▶ _EXERCISE REQUIREMENTS_
Please copy each line from the entries that contains the string "have".
[[ DATA EXCERPTS open ]]
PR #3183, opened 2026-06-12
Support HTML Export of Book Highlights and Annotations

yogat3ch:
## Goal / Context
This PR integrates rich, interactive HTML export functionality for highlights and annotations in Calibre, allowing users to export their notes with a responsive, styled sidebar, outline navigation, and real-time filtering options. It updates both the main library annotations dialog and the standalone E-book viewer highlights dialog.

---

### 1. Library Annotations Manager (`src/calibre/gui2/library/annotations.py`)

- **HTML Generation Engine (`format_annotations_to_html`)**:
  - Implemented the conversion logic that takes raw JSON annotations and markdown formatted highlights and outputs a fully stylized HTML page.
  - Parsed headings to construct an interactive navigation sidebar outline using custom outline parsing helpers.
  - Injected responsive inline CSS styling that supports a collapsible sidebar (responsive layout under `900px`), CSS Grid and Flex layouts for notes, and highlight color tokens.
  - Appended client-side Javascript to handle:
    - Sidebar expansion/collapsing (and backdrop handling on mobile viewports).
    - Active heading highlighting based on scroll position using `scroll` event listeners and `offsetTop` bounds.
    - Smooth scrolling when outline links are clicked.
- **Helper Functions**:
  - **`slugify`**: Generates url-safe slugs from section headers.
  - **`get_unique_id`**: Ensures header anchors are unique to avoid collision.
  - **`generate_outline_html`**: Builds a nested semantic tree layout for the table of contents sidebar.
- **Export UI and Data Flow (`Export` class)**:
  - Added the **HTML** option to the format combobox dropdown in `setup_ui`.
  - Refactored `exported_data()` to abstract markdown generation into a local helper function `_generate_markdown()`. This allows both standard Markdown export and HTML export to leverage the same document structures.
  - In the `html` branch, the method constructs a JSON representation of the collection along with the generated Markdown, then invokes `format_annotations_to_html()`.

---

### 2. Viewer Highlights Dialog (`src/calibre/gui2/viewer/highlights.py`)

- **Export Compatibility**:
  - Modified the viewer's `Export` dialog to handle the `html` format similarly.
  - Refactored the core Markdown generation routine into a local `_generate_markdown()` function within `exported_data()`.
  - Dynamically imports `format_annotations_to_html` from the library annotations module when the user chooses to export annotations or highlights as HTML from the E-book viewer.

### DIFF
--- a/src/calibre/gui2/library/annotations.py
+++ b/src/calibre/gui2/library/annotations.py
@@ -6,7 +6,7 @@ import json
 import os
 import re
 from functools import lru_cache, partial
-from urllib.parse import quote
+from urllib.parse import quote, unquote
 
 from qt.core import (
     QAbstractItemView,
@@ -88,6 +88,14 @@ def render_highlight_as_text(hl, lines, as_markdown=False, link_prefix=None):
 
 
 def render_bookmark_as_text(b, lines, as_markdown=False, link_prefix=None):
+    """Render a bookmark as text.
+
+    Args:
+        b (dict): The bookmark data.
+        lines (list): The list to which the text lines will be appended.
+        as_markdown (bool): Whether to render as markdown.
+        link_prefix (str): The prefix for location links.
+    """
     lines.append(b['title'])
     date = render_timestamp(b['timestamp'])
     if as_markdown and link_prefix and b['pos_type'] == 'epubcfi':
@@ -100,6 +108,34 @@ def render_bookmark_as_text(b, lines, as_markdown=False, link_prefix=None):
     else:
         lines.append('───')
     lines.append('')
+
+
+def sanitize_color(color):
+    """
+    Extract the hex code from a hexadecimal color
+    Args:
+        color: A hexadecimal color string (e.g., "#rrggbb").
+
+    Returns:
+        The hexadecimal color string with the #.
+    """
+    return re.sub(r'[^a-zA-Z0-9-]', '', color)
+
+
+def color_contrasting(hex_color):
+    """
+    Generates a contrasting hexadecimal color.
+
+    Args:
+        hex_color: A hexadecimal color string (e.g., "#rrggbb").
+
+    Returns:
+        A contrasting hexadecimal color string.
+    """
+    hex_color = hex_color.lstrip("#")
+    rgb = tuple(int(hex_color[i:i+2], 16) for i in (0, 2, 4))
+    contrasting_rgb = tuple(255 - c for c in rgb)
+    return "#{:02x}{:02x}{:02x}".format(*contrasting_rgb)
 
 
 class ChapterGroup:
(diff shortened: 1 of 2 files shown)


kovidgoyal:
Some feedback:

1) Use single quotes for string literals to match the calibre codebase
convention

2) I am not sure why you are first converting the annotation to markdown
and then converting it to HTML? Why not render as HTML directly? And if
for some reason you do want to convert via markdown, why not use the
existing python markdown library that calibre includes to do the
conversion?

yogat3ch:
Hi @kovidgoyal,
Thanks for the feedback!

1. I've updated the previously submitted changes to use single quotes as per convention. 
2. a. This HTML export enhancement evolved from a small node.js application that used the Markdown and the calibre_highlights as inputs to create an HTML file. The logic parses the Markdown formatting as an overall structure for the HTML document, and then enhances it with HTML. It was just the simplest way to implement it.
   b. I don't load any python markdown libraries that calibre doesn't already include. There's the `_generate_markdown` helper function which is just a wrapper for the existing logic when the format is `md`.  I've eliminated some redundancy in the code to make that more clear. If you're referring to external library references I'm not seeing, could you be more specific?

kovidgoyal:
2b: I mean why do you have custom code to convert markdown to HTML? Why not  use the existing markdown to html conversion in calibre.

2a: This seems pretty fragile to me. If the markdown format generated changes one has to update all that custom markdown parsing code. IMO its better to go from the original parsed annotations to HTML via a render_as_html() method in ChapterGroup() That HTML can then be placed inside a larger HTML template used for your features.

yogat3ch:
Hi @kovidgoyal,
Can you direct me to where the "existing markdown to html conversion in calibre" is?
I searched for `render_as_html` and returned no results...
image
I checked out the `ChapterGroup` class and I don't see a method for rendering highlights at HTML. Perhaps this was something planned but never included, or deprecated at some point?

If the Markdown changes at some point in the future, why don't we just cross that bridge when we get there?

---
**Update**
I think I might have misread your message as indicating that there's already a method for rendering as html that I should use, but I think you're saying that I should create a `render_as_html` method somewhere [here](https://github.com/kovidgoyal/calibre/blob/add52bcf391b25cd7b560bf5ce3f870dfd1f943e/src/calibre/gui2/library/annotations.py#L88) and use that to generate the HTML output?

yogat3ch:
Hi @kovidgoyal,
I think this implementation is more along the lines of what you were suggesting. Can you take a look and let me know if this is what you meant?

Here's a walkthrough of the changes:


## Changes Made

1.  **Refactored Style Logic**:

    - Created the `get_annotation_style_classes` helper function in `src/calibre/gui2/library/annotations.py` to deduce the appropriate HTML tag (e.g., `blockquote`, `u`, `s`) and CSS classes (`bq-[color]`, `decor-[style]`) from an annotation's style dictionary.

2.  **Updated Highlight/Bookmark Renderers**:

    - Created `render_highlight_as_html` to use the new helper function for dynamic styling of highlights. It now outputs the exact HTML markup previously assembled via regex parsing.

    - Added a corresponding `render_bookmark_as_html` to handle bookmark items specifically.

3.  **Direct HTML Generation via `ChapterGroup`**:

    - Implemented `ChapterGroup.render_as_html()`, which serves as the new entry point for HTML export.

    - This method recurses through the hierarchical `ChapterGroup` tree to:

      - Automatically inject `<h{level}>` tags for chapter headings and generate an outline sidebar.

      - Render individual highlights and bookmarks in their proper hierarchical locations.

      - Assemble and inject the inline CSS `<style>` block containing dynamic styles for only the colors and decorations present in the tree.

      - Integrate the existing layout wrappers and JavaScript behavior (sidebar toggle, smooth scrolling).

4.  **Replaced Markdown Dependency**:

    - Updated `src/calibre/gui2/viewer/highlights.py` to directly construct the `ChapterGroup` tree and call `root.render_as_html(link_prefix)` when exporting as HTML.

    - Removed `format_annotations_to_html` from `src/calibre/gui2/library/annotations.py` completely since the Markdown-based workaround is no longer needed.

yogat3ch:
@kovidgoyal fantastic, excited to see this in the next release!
[[ DATA EXCERPTS closed ]]
▶ _SOLUTION BELOW_
2b: I mean why do you have custom code to convert markdown to HTML? Why not  use the existing markdown to html conversion in calibre.
I think I might have misread your message as indicating that there's already a method for rendering as html that I should use, but I think you're saying that I should create a `render_as_html` method somewhere [here](https://github.com/kovidgoyal/calibre/blob/add52bcf391b25cd7b560bf5ce3f870dfd1f943e/src/calibre/gui2/library/annotations.py#L88) and use that to generate the HTML output?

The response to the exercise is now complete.